◆ What the task requires
Print all the data, keeping every line exactly as it is.

◆ Data supplied
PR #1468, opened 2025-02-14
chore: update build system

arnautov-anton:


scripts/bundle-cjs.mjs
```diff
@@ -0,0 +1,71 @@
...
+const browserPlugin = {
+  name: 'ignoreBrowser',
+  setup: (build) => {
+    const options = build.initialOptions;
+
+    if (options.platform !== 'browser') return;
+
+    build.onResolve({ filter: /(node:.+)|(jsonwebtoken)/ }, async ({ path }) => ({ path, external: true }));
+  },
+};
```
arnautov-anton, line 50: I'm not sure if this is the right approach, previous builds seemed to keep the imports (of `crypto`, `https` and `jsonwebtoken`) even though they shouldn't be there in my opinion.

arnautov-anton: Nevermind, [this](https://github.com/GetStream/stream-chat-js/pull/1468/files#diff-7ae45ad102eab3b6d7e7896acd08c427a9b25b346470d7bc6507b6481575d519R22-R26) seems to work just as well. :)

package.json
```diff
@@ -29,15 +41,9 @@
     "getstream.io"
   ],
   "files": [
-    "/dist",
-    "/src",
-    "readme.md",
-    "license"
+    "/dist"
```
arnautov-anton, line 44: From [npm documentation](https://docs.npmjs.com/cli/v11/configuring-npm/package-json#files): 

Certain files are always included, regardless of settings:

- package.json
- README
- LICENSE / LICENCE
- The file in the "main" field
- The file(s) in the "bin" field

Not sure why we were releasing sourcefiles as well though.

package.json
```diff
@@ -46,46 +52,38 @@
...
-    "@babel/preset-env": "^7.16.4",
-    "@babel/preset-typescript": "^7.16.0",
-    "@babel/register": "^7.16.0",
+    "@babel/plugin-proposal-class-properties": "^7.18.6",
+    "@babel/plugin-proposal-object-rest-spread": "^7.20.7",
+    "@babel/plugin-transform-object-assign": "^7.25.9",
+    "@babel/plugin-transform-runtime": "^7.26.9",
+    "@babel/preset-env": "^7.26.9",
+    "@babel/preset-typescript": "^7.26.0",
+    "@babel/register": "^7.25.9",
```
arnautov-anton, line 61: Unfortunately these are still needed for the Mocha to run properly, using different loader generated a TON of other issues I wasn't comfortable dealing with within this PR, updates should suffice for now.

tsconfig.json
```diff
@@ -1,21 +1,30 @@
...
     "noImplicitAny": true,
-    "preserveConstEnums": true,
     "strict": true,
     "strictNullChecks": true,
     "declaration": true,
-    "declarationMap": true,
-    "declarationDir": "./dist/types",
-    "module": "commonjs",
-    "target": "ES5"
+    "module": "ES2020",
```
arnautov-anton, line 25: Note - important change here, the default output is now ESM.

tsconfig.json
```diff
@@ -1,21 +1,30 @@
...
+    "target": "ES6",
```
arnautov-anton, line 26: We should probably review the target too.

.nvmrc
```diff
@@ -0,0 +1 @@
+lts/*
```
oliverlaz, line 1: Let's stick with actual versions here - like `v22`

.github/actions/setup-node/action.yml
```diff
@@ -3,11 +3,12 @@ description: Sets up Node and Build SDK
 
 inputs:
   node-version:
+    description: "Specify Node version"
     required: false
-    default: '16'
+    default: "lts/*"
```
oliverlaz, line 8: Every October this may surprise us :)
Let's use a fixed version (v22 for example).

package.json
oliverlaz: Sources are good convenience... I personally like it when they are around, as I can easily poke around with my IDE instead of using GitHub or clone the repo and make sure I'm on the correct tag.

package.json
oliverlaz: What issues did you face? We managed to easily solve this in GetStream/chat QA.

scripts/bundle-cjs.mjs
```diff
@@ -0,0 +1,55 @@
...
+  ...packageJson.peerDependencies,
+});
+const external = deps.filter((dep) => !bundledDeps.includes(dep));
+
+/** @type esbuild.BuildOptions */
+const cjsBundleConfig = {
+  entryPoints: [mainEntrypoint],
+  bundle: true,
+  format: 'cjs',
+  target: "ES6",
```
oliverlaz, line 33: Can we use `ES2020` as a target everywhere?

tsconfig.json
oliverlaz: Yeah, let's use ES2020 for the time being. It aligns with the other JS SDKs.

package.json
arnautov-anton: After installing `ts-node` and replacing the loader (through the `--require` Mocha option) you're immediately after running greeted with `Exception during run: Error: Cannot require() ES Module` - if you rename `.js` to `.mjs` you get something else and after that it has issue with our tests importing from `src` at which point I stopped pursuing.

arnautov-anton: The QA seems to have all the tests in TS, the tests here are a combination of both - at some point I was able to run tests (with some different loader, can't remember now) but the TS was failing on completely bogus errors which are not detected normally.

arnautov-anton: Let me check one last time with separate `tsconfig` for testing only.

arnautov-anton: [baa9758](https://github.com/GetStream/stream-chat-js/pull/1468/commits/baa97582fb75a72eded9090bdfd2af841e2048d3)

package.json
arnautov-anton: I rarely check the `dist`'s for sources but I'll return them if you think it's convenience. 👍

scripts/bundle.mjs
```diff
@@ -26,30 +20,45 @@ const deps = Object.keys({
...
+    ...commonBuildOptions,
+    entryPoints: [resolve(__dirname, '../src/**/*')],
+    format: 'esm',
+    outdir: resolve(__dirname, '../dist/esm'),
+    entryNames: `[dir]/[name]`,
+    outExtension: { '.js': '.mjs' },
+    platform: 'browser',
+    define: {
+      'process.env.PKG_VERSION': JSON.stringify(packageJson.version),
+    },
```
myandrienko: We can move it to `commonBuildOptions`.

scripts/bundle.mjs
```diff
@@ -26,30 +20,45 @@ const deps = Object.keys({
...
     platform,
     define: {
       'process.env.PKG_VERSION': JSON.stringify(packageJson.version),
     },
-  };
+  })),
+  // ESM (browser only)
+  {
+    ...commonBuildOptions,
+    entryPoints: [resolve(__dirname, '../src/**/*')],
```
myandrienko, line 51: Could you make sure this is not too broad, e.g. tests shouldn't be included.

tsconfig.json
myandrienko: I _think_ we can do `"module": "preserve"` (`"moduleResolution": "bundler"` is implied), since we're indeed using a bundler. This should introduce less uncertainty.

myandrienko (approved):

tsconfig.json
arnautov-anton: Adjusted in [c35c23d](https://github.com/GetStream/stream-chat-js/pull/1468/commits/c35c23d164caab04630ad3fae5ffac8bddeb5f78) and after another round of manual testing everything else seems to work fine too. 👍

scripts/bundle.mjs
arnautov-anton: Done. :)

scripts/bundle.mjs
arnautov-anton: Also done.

◆ Response box
PR #1468, opened 2025-02-14
chore: update build system

arnautov-anton:


scripts/bundle-cjs.mjs
```diff
@@ -0,0 +1,71 @@
...
+const browserPlugin = {
+  name: 'ignoreBrowser',
+  setup: (build) => {
+    const options = build.initialOptions;
+
+    if (options.platform !== 'browser') return;
+
+    build.onResolve({ filter: /(node:.+)|(jsonwebtoken)/ }, async ({ path }) => ({ path, external: true }));
+  },
+};
```
arnautov-anton, line 50: I'm not sure if this is the right approach, previous builds seemed to keep the imports (of `crypto`, `https` and `jsonwebtoken`) even though they shouldn't be there in my opinion.

arnautov-anton: Nevermind, [this](https://github.com/GetStream/stream-chat-js/pull/1468/files#diff-7ae45ad102eab3b6d7e7896acd08c427a9b25b346470d7bc6507b6481575d519R22-R26) seems to work just as well. :)

package.json
```diff
@@ -29,15 +41,9 @@
     "getstream.io"
   ],
   "files": [
-    "/dist",
-    "/src",
-    "readme.md",
-    "license"
+    "/dist"
```
arnautov-anton, line 44: From [npm documentation](https://docs.npmjs.com/cli/v11/configuring-npm/package-json#files): 

Certain files are always included, regardless of settings:

- package.json
- README
- LICENSE / LICENCE
- The file in the "main" field
- The file(s) in the "bin" field

Not sure why we were releasing sourcefiles as well though.

package.json
```diff
@@ -46,46 +52,38 @@
...
-    "@babel/preset-env": "^7.16.4",
-    "@babel/preset-typescript": "^7.16.0",
-    "@babel/register": "^7.16.0",
+    "@babel/plugin-proposal-class-properties": "^7.18.6",
+    "@babel/plugin-proposal-object-rest-spread": "^7.20.7",
+    "@babel/plugin-transform-object-assign": "^7.25.9",
+    "@babel/plugin-transform-runtime": "^7.26.9",
+    "@babel/preset-env": "^7.26.9",
+    "@babel/preset-typescript": "^7.26.0",
+    "@babel/register": "^7.25.9",
```
arnautov-anton, line 61: Unfortunately these are still needed for the Mocha to run properly, using different loader generated a TON of other issues I wasn't comfortable dealing with within this PR, updates should suffice for now.

tsconfig.json
```diff
@@ -1,21 +1,30 @@
...
     "noImplicitAny": true,
-    "preserveConstEnums": true,
     "strict": true,
     "strictNullChecks": true,
     "declaration": true,
-    "declarationMap": true,
-    "declarationDir": "./dist/types",
-    "module": "commonjs",
-    "target": "ES5"
+    "module": "ES2020",
```
arnautov-anton, line 25: Note - important change here, the default output is now ESM.

tsconfig.json
```diff
@@ -1,21 +1,30 @@
...
+    "target": "ES6",
```
arnautov-anton, line 26: We should probably review the target too.

.nvmrc
```diff
@@ -0,0 +1 @@
+lts/*
```
oliverlaz, line 1: Let's stick with actual versions here - like `v22`

.github/actions/setup-node/action.yml
```diff
@@ -3,11 +3,12 @@ description: Sets up Node and Build SDK
 
 inputs:
   node-version:
+    description: "Specify Node version"
     required: false
-    default: '16'
+    default: "lts/*"
```
oliverlaz, line 8: Every October this may surprise us :)
Let's use a fixed version (v22 for example).

package.json
oliverlaz: Sources are good convenience... I personally like it when they are around, as I can easily poke around with my IDE instead of using GitHub or clone the repo and make sure I'm on the correct tag.

package.json
oliverlaz: What issues did you face? We managed to easily solve this in GetStream/chat QA.

scripts/bundle-cjs.mjs
```diff
@@ -0,0 +1,55 @@
...
+  ...packageJson.peerDependencies,
+});
+const external = deps.filter((dep) => !bundledDeps.includes(dep));
+
+/** @type esbuild.BuildOptions */
+const cjsBundleConfig = {
+  entryPoints: [mainEntrypoint],
+  bundle: true,
+  format: 'cjs',
+  target: "ES6",
```
oliverlaz, line 33: Can we use `ES2020` as a target everywhere?

tsconfig.json
oliverlaz: Yeah, let's use ES2020 for the time being. It aligns with the other JS SDKs.

package.json
arnautov-anton: After installing `ts-node` and replacing the loader (through the `--require` Mocha option) you're immediately after running greeted with `Exception during run: Error: Cannot require() ES Module` - if you rename `.js` to `.mjs` you get something else and after that it has issue with our tests importing from `src` at which point I stopped pursuing.

arnautov-anton: The QA seems to have all the tests in TS, the tests here are a combination of both - at some point I was able to run tests (with some different loader, can't remember now) but the TS was failing on completely bogus errors which are not detected normally.

arnautov-anton: Let me check one last time with separate `tsconfig` for testing only.

arnautov-anton: [baa9758](https://github.com/GetStream/stream-chat-js/pull/1468/commits/baa97582fb75a72eded9090bdfd2af841e2048d3)

package.json
arnautov-anton: I rarely check the `dist`'s for sources but I'll return them if you think it's convenience. 👍

scripts/bundle.mjs
```diff
@@ -26,30 +20,45 @@ const deps = Object.keys({
...
+    ...commonBuildOptions,
+    entryPoints: [resolve(__dirname, '../src/**/*')],
+    format: 'esm',
+    outdir: resolve(__dirname, '../dist/esm'),
+    entryNames: `[dir]/[name]`,
+    outExtension: { '.js': '.mjs' },
+    platform: 'browser',
+    define: {
+      'process.env.PKG_VERSION': JSON.stringify(packageJson.version),
+    },
```
myandrienko: We can move it to `commonBuildOptions`.

scripts/bundle.mjs
```diff
@@ -26,30 +20,45 @@ const deps = Object.keys({
...
     platform,
     define: {
       'process.env.PKG_VERSION': JSON.stringify(packageJson.version),
     },
-  };
+  })),
+  // ESM (browser only)
+  {
+    ...commonBuildOptions,
+    entryPoints: [resolve(__dirname, '../src/**/*')],
```
myandrienko, line 51: Could you make sure this is not too broad, e.g. tests shouldn't be included.

tsconfig.json
myandrienko: I _think_ we can do `"module": "preserve"` (`"moduleResolution": "bundler"` is implied), since we're indeed using a bundler. This should introduce less uncertainty.

myandrienko (approved):

tsconfig.json
arnautov-anton: Adjusted in [c35c23d](https://github.com/GetStream/stream-chat-js/pull/1468/commits/c35c23d164caab04630ad3fae5ffac8bddeb5f78) and after another round of manual testing everything else seems to work fine too. 👍

scripts/bundle.mjs
arnautov-anton: Done. :)

scripts/bundle.mjs
arnautov-anton: Also done.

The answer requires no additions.